Wireless Information Theoretic Security
The security issue in wireless networks becomes increasingly important. Different from traditional cryptographic encryption, the basic idea of information theoretic security is to exploit the randomness in physical layer for security purpose. Some canonical networks are investigated [C3.1][J3.1]. One example is the two user symmetric deterministic interference channels [C3.1]. The derived inner and outer bounds are shown in the following.
We also consider the secure capacity of TIN-optimal networks identified in [J1.1]. Surprisingly, under the TIN-optimality condition, the secrecy constraints do not incur any penalty from the GDoF perspective, and a simple scheme based on Gaussian signaling, cooperative jamming and smart power splitting is shown to achieve the entire secure capacity region within a constant gap [J3.1]. This scheme is further proved to be optimal in a wide class of network settings under finite-precision CSIT [R3.1].
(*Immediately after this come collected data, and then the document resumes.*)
PR #112, opened 2017-06-08
Remove EmbeddedDocument._modified

lafrech:
Looks like this is never use. `is_modified` only checks the data proxy.


touilleMan:
Old dead code, thanks for pointing out 👍

PR #121, opened 2017-10-13
Raise exception with Document name when unknown field found in DB

lafrech:
Currently, when an unknown field is found in database using a strict DataProxy, the KeyError is not caught. When dealing with deeply nested documents, it can be a bit cumbersome to track the faulty EmbeddedDocument.

This PR creates a dedicated exception that prints the name of the data proxy to ease the debug procedure.


lafrech:
Perhaps `UnknownFieldInDBError` could inheritate from both `UMongoError` and `KeyError` so that it would still be caught by a `try / except KeyError`, both for compatibility with existing code and for semantic, after all, it is some sort of `KeyError`. Feedback welcome.

lafrech:
I can update the translation files once you agree with this change.

touilleMan:
Thanks for the PR (and sorry for the delay of the reply ^^)
This seems good for me, I don't think the exception should inherit `KeyError` (as you said it would be more a compatibility thing than really something wanted, so we can just release a new major version and begone with it)

So just update the Changelog and the translation file and I'll merge and release a new version :+1:

lafrech:
I'm sorry, I can't figure out how to update `messages.pot`.

Is there a command line documented somewhere?

I know there are different ways of doing this and generally, you set options in a config file so that you only have a simple command to run. I've been looking in setup.py, setup.cfg, Makefile,... and didn't find anything. Did I miss it anything?

 I think we need to pass specific arguments for `_N` to be understood, for instance.

I should also update the FR translation in the example and recompile the `.mo` file. Help welcome here as well.

touilleMan:
This i18n stuff is quiet complex, what a relief I kept the commands in a file somewhere ;-)

```
pybabel update -i ../../messages.pot -l fr -o translations/fr/LC_MESSAGES/messages.po
pybabel extract umongo -o messages_v2.pot
```

I think the first one is to regenerate the .po once you have updated the .pot (should be launched from the `examples/[flask|klein|muffin]` directory
Second one regenerate the .pot by extracting strings from the project. Note the file is called with a `_v2` not to overwrite the old translation. This is because we have to edit the translation by hand to add the marshmallow strings entries.

Given the pain I had to retrieve this, do you thing you could document this process in the i18n part of the doc ?

touilleMan:
can you update this branch ?

lafrech:
Oops, right, sorry.

Rebased!

touilleMan:
:taco:

enugentdt:
So, I have an interesting problem, that comes from this pull request & code. I am using this in an environment where I may add fields to collections in the db. However, I will have multiple servers, some running old code, some running new. If I make a change to the db, and push some new code, the servers with old code will all crash. The solution roughly is to just ignore unknown fields. Would it make sense to add a flag to not raise an UnknownFieldInDBError? I don't know if what I'm saying actually makes sense, so I'm happy to clarify if need be. I'm also happy to make a PR to fix this, if it would help.

Thanks!

lafrech:
This PR only adds an explicit error where the code would crash anyway with an error that is harder to rootcause.

If you want to pass unknown fields, use the `strict=False` `Meta` option.

```py
class MyDoc(Document):
    class Meta:
        strict = False
```

I don't think there's a way to _ignore_ those fields. At least, this option prevents the crash.

enugentdt:
Excellent! That works perfectly. Thanks so much!

PR #1, opened 2016-07-23
libplatsupport: Use 180 degree phase feedback for spi on exynos

agacek:
The comment in the code says to use a 180 degree phase feedback,
but the code was using no feedback clock. This commit changes the
code to match the comment (and fixes a bug we were experiencing on
the HACMS program).


agacek:
I changed these commits into issues so Data 61 can fix them as they see fit.

PR #6, opened 2016-12-07
Zync-7000 UART: Use status register to check if RX fifo is non-empty

agacek:
The QEMU emulator for Zync-7000 appears to have a bug makes it appear
like the UART timeout interrupt has fired even if the interrupt is
disabled. This causes the libplatsupport driver to make a read even
when no data is available (returning 0x00). This patch changes the
reading guard to check the status register directly rather than
checking interrupts. This works correctly under QEMU and should
continue to work on the actual hardware.


agacek:
Thanks. I also submitted [a patch to QEMU](http://lists.nongnu.org/archive/html/qemu-devel/2016-12/msg01057.html) which looks like it will be approved. So this (eventually) won't be a problem.

PR #7, opened 2017-01-13
libplatsupport: Fix tk1 uart rx fifo

agacek:


AdrianDanis:
Thanks @agacek, looks fine, should merge tonight after regression passes

PR #8, opened 2017-01-15
libplatsupport: Rewrite TK1 spi driver

agacek:
The previous TK1 spi driver had a series of issues which it made it
easier to replace rather than patch.


AdrianDanis:
Well I cannot comment on the functionality so I'll trust you that it's correct. The new code looks a lot nicer though

PR #11, opened 2017-06-07
Fixed warnings found by clang

mokshasoft:
~/seL4test/libs/libplatsupport/src/arch/arm/clock.c:45:22: warning: comparison of unsigned enum expression >= 0 is always true [-Wtautological-compare]
    ((void)((clk->id >= 0 && clk->id < NCLOCKS) || (__assert_fail("clk->id >= 0 && clk->id < NCLOCKS", "~/seL4test/libs/libplatsupport/src/arch/arm/clock.c", 45, __func__),0)));
             ~~~~~~~ ^  ~
~/seL4test/libs/libplatsupport/src/arch/arm/clock.c:70:12: warning: comparison of unsigned enum expression < 0 is always false [-Wtautological-compare]
    if (id < 0 || id >= NCLOCKS) {
        ~~ ^ ~
~/seL4test/libs/libplatsupport/src/arch/arm/clock.c:105:12: warning: comparison of unsigned enum expression < 0 is always false [-Wtautological-compare]
    if (id < 0 || id >= NCLOCKS) {
        ~~ ^ ~
~/seL4test/libs/libplatsupport/src/arch/arm/clock.c:116:12: warning: comparison of unsigned enum expression < 0 is always false [-Wtautological-compare]
    if (id < 0 || id >= NCLOCKS) {
        ~~ ^ ~
4 warnings generated.

### DIFF
--- a/libplatsupport/src/arch/arm/clock.c
+++ b/libplatsupport/src/arch/arm/clock.c
@@ -44,7 +44,7 @@ _fixed_clk_init(clk_t* clk)
 freq_t
 _default_clk_get_freq(clk_t* clk)
 {
-    assert(clk->id >= 0 && clk->id < NCLOCKS);
+    assert(clk->id < NCLOCKS);
     return ps_freq_default[clk->id];
 }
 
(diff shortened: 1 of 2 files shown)


mokshasoft:
make compile-all passes except for kzm_simulation_debug_xml_defconfig which also fails on my machine without this patch. All tests pass when running 'make simulate-x86_64' and when running the tests on a BeagleBone Black using config bbone_black_debug_xml_defconfig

[C3.1] C. Geng, R. Tandon, and S. Jafar, "On the symmetric 2-user deterministic interference channel with confidential messages," IEEE Globecom 2015, San Diego, CA, Dec. 2015.
[J3.1] J. Chen and C. Geng, "Optimal secure GDoF of symmetric Gaussian wiretap channel with a helper," IEEE Transactions on Information Theory, vol. 67, no.4, pp. 2334-2352, Arp. 2021.
[J3.2] C. Geng and S. Jafar, "Secure GDoF of K-user Gaussian interference channels: When secrecy incurs no penalty," IEEE Communications Letters, vol. 19, no. 8, pp. 1287-1290, Aug. 2015.
[R3.1] Y. Chan, C. Geng, and S. Jafar "Robust optimality of TIN under secrecy constraints", e-print UC-escholarship.